El Niño is the abnormal warming of equatorial waters in the Pacific Ocean. Normally, waters off the western coast of South America are cool — due to upwelling of deep, cold ocean currents. But during an El Niño the trade winds relax, allowing warmer waters to shift east. This shift in wind patterns and water temperature also instigates a big change in tropical pressure patterns — called the Southern Oscillation. Lows that once formed close to Australia and Papua New Guinea are now more prevalent in the central Pacific.

Image Courtesy:

The image above shows ENSO during a neutral phase. Note the convection over the western Pacific and a strong high pressure in the eastern Pacific.

Image Courtesy:

The image above shows ENSO during a El Niño phase. Notice the shift of convection the central equatorial Pacific and high pressure in the western Pacific.

At present, the average sea surface temperature anomaly is about 0.5°C and that’s at the precipice of declaring an El Niño. So…Why hasn’t it been declared? Well, here’s the short answer: The atmosphere hasn’t responded to warming waters in the tropical Pacific. At present, the trade winds haven’t relaxed and the typical shift of pressure hasn’t occurred, couple that with a slight downtrend in sea surface temperature anomalies, scientists have elected to hold off on calling the current setup an El Niño.

Be that as it may, models and the scientists that analyze ENSO data still think there’s a high likelihood that an El Niño will be in full bloom by late fall to early winter. A recent analysis from researchers at Columbia University suggests there’s an 80 percent chance of El Niño by October or November

Image Credit: Columbia University/IRI/CPC

So even though the warming has stagnated, climate models are generally in agreement that additional warm temperature anomalies are likely. The extent of the warming is still a bit murky.
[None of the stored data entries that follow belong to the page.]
Issue #486, opened 2023-03-14
Mula, keep track of the changeset of OOI_types when new plugins are enabled and query for those objects


underdarknl:
When Mula refreshes its KAT-alogus info, it should keep track of the changeset of OOI_Types, (and possibly related minimal scan levels). This elta can be used to directly ask Octopoes for objects that would from then on be eligible for scheduling.
This would give our users a better instant satisfaction when enabling new boefjes

jpbruinsslot:
Related: https://github.com/minvws/nl-kat-coordination/issues/204

jpbruinsslot:
To get ooi's and boefjes scheduled, when a new boefje gets enabled I would recommend leveraging the work on this pr into a feature branch https://github.com/minvws/nl-kat-coordination/blob/a1d041d072839a478fc5c0cc948c67481f4b8df7/mula/scheduler/schedulers/boefje.py#L193

This requires a change in octopoes https://github.com/minvws/nl-kat-coordination/issues/227 to relay a list of ooi's from an organization that an enabled boefje can run on. `get_objects_by_object_type()` @Lisser  thoughts?

I'm a bit hesitant to add another accounting/cache to keep track of in the scheduler. And I think this would solve the problem of "directly ask Octopoes for objects that would from then on be eligible for scheduling."

PR #574, opened 2023-03-27
Feature/mula new boefjes

jpbruinsslot:
Related issue: https://github.com/minvws/nl-kat-coordination/issues/486


mula/scheduler/connectors/services/katalogus.py
```diff
@@ -26,13 +41,21 @@ def _flush_organisations_plugin_cache(self) -> None:
...
 
         for org in orgs:
+            if org.id not in self.organisations_plugin_cache:
+                self.organisations_plugin_cache[org.id] = {}
+                self.organisations_new_boefjes_cache[org.id] = {}
+
+            plugins = self.get_plugins_by_organisation(org.id)
             self.organisations_plugin_cache[org.id] = {
-                plugin.id: plugin for plugin in self.get_plugins_by_organisation(org.id)
+                plugin.id: plugin for plugin in plugins if plugin.enabled is True
```
ammar92, line 50:
```suggestion
                plugin.id: plugin for plugin in plugins if plugin.enabled
```

mula/scheduler/connectors/services/katalogus.py
```diff
@@ -42,6 +65,9 @@ def _flush_organisations_boefje_type_cache(self) -> None:
                 if plugin.type != "boefje":
                     continue
 
+                if plugin.enabled is False:
```
ammar92, line 68:
```suggestion
                if not plugin.enabled:
```

mula/scheduler/schedulers/boefje.py
```diff
@@ -242,166 +247,328 @@ def push_tasks_for_scan_profile_mutations(self) -> None:
...
+            self.logger.warning(
+                "Could not connect to rabbitmq queue: %s [org_id=%s, scheduler_id=%s]",
+                f"{self.organisation.id}__scan_profile_increments",
+                self.organisation.id,
+                self.scheduler_id,
+            )
+            if self.stop_event.is_set():
+                raise e
+
+        if new_boefjes is None or len(new_boefjes) == 0:
```
ammar92, line 275:
```suggestion
        if new_boefjes is None or not new_boefjes:
```

mula/scheduler/connectors/services/katalogus.py
```diff
@@ -115,3 +155,26 @@ def get_normalizers_by_org_id_and_type(self, organisation_id: str, normalizer_ty
...
+        # Get the enabled boefjes for the organisation from katalogus
+        plugins = self.get_plugins_by_organisation(organisation_id)
+        enabled_boefjes = {
+            plugin.id: plugin for plugin in plugins if plugin.enabled is True and plugin.type == "boefje"
+        }
+
+        # Check if there are new boefjes
+        new_boefjes = []
+        for boefje_id, boefje in enabled_boefjes.items():
+            if boefje_id in self.organisations_new_boefjes_cache.get(organisation_id, {}):
```
underdarknl, line 169: Would this not see each boefje as a new boefje if the cache has been cleaned? This would result in a large query to Octopoes for all active boefje's their cumulative OOI-Type set instead of just the actual change.
Im sot sure a Cache is the right way to do this. Maybe a set compare to the last run is better?

underdarknl (commented):
Is a cache really the way forward here?

mula/tests/integration/test_boefje_scheduler.py
```diff
@@ -258,6 +258,214 @@ def test_push_tasks_for_scan_profile_mutations_item_on_queue(
         self.assertEqual(task_db.id.hex, task_pq.id)
         self.assertEqual(task_db.status, models.TaskStatus.QUEUED)
 
+    @mock.patch("scheduler.schedulers.BoefjeScheduler.is_task_running")
+    @mock.patch("scheduler.schedulers.BoefjeScheduler.is_task_allowed_to_run")
+    @mock.patch("scheduler.schedulers.BoefjeScheduler.has_grace_period_passed")
```
ammar92, line 263: These lines are repeated for every test. If I'm not mistaken, you can also decorate the entire `TestCase` class.

mula/tests/integration/test_connectors.py
ammar92, line 1: What does this do?

ammar92 (commented):
Looks good in general, nice tests. Just some styling remarks. Please see the last two paragraphs of this section https://pep8.org/#programming-recommendations

mula/scheduler/connectors/services/katalogus.py
jpbruinsslot: It sets the `enabled_boefjes` as the current collection of boefjes (checked at that moment). It should at a new call of `get_new_boefjes_by_org_id` check the difference since the last call to the method.

mula/tests/integration/test_connectors.py
jpbruinsslot: removed it

mula/tests/integration/test_boefje_scheduler.py
jpbruinsslot: Picked up in https://github.com/minvws/nl-kat-coordination/issues/591

mula/tests/integration/test_connectors.py
```diff
@@ -0,0 +1,6 @@
+import unittest
+
+
+class KatalogusTestCase(unittest.TestCase):
+    def test_truthy(self):
+        self.assertTrue(True)
```
dekkers, line 6: This doesn't look very useful?

Darwinkel:
No functional regressions, the scheduler runs correctly as usual. But I cannot say anything feels different from a user perspective either.

underdarknl (approved):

If El Niño does develop it’s likely to be welcome news for many that live in the western, drought-stricken parts of the United States. As of early July large parts of California and Nevada are dealing with extreme to exceptional drought conditions and it’s unlikely to get better through the summer and early fall.


However, during an El Niño period, the West Coast and parts of the Southwest are more likely to be much wetter than average. If it comes to fruition, El Niño could help ease the drought conditions in those areas.

Much remains to be seen, but the WeatherNation team will be monitoring the latest ENSO news in the coming months.